Photo by: Margot Scheerder
MHT is often thought to be contraindicated for patients with a present or history of cancer. ‘Indeed for breast cancer, especially oestrogen receptor positive, there is evidence of moderate level to better avoid MHT. For uterine sarcomas and serous and granulosa cell ovarian cancer the same advice is given, although the level of evidence is low. However, for other types of cancer such as endometrial cancer, epithelial ovarian cancer and lung cancer the evidence suggests MHT can be given without problems’, says Stegmann.
Non-hormonal therapy
Vasomotor symptoms can also be treated with non-pharmacological or non-hormonal therapies. For selected SSRI’s and SNRI’s, specific anticonvulsants, oxybiutynin, clonidine, cognitive behavioural therapy and hypnosis, are likely to be effective. Stellate ganglion block, acupuncture and yoga and mindfullnessbased stress reduction are possibly effective. For sexual dysfunction less therapy options are likely to reduce symptoms, but vaginal lubricants or moisturisers can be effective.

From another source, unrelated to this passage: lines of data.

PR #352, opened 2023-12-19
Properly handle resume from EOF

davidselassie:
We need to snapshot a partition on EOF since it will have no more
state changes and won't be around when / if the epoch interval
actually occurs later.

Fixes the continuation test to actually test non-epoch aligned
continuation.


whoahbot (approved):
nice catch!

PR #365, opened 2024-01-09
Fixed count_window so it passes the whole item to the clock

### LINKED ISSUE #364: `count_window` only sends the count to the event clock's `dt_getter` function
### Bug Description

The `bytewax.operators.window.count_window` operator, used with an `EventClockConfig` only sends the count to the `dt_getter` function rather than the whole item from where the time can be extracted. This makes it impossible to use `EventClockConfig` with `count_window`.

Currently `count_window` is implemented like this:
```python
@operator
def count_window(
    step_id: str,
    up: Stream[X],
    clock: ClockConfig,
    windower: WindowConfig,
    key: Callable[[X], str],
) -> KeyedStream[Tuple[WindowMetadata, int]]:
    init_count: KeyedStream[int] = op.map("init_count", up, lambda x: (key(x), 1))
    return reduce_window("sum", init_count, clock, windower, lambda s, x: s + x)
```

So we first `map` the stream to a keyed stream of counts, and pass that stream to `reduce_window`, which in turn only passes the count to the reducer.

We can fix this problem by using `op.key_on("key", up, key)` instead of `map`, and implement `count_window` in terms of `fold_window` rather than `reduce_window`:

```python
@operator
def count_window(
    step_id: str,
    up: Stream[X],
    clock: ClockConfig,
    windower: WindowConfig,
    key: Callable[[X], str],
) -> KeyedStream[Tuple[WindowMetadata, int]]:

    def _shim_builder() -> int:
        return 0

    def _shim_folder(count: int, _item: X) -> int:
        return count + 1

    keyed: KeyedStream[int] = op.key_on("extract_key", up, key)
    return fold_window("sum", keyed, clock, windower, _shim_builder, _shim_folder)
```

Python 3.11.6

bytewax==0.18.0

### Operating System version (`uname -morp`)

6.6.10-arch1-1 x86_64 unknown GNU/Linux

### Relevant log output

_No response_

### Steps to Reproduce

Try this dataflow:

```python
import json
from datetime import datetime, timedelta, timezone
from operator import itemgetter

from bytewax import operators as op
from bytewax.operators import window as win

flow = Dataflow("state_counting")

data = [
    '{"time":1672531218000,"state":"running"}',
    '{"time":1672531204000,"state":"running"}',
    '{"time":1672531220000,"state":"aborted"}',
]
stream = op.input("input", flow, TestingSource(data))
stream = op.map("parse", stream, json.loads)


def extract_ts(m):
    return datetime.fromtimestamp(m["time"] / 1000, tz=timezone.utc)


clock = win.EventClockConfig(extract_ts, wait_for_system_duration=timedelta(seconds=0))
windower = win.TumblingWindow(length=timedelta(minutes=1), align_to=align_to)
counted_stream = win.count_window("count", stream, clock, windower, itemgetter("state"))
op.inspect("output", counted_stream)
```

`extract_ts` should receive the full item, instead it only receives the counter.

Psykopear:
Fixes #364
See the issue for details.

### DIFF
--- a/pysrc/bytewax/operators/window.py
+++ b/pysrc/bytewax/operators/window.py
@@ -194,8 +194,15 @@ def count_window(
         A stream of `(key, count)` per window at the end of each window.
 
     """
-    init_count: KeyedStream[int] = op.map("init_count", up, lambda x: (key(x), 1))
-    return reduce_window("sum", init_count, clock, windower, lambda s, x: s + x)
+
+    def _shim_builder() -> int:
+        return 0
+
+    def _shim_folder(count: int, _item: X) -> int:
+        return count + 1
+
+    keyed: KeyedStream[int] = op.key_on("extract_key", up, key)
+    return fold_window("sum", keyed, clock, windower, _shim_builder, _shim_folder)
 
 
 @operator(_core=True)
--- a/pytests/operators/window/test_count_window.py
+++ b/pytests/operators/window/test_count_window.py
@@ -1,0 +1,40 @@
+from datetime import datetime, timedelta, timezone
+
+import bytewax.operators as op
+import bytewax.operators.window as win
+from bytewax.dataflow import Dataflow
+from bytewax.operators.window import EventClockConfig, TumblingWindow, WindowMetadata
+from bytewax.testing import TestingSink, TestingSource, run_main
+
+ZERO_TD = timedelta(seconds=0)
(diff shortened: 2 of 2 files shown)


cra (approved):

whoahbot (approved):
LGTM, do you want to add a test that shows the bug?

Psykopear:
Added a test that fails without the fix, thanks for the heads up @whoahbot . Merging this

PR #180, opened 2015-02-07
minor typos

diego-vieira:


Urigo:
Thanks @diego-vieira !

But the problem is that if I write regular {{> loginButtons }}, Meteor translate this and it doesn't show on the documentation, that's why I made it {> loginButtons }} for now...

If you have a solution for that would be great!

diego-vieira:
You can escape using {{| something }}, but it's returning for {{|> loginButtons}}
```javascript
Error: [$parse:syntax] Syntax Error: Token '>' not a primary expression at column 1 of the expression [> loginButtons] starting at [> loginButtons].
http://errors.angularjs.org/1.3.8/$parse/syntax?p0=%3E&p1=not%20a%20primary%20expression&p2=1&p3=%3E%20loginButtons&p4=%3E%20loginButtons
```

Urigo:
yes that's because Angular is also parsing it...  have an idea on how to solve it?
What happens when you change the file to .tpl?

fredrikekelund:
How about `&#123;&#123; > something &#125;&#125;`?

diego-vieira:
@fredrikekelund thanks, but it didn't worked. let's keep thinking

fredrikekelund:
I found a solution, we want the [ngNonBindable](https://docs.angularjs.org/api/ng/directive/ngNonBindable) directive:

```html
<code ng-non-bindable>&#123;&#123;> loginButtons &#125;&#125;</code>
```

The code tag isn't necessary to avoid rendering the content, but the content is code, so it makes sense to mark it up like that. Not writing out the actual ``{{`` ``}}`` seems to be necessary though, presumably because Meteor tries to compile it otherwise (results in a blank page).

Urigo:
@fredrikekelund great catch!

@diego-vieira as I see you are not updating this I'll just merge it and fix it so you will still get credit on this

PR #184, opened 2015-02-14
allow to getReactively('nested.property')

Nieziemski:


netanelgilad:
@Nieziemski Awesome work. This is a great idea for reactive scope.
@Urigo I verified against the tutorial, works great.

Urigo:
@Nieziemski thank you so much!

Multidisciplinary approach
The researchers emphasise a multidisciplinary approach including primary care, and if appropriate allied health care providers, is needed to empower patients to make shared evidence-based and individualized treatment decisions.
Menopause after cancer
More than 9 million women are diagnosed with cancer each year and treatments commonly induce early menopause and menopausal symptoms for example in patients with breast cancer, gynecological cancers, hematological cancers or low colorectal cancers. The researchers also summarize the possibilities for preservation of ovarian function before cancer treatment and discuss there are no consensus criteria for diagnosing menopause after cancer. The article is part of a series on menopause also containing articles about an empowerment model for managing menopause, optimising health after early menopause and promoting good mental health over the menopause transition.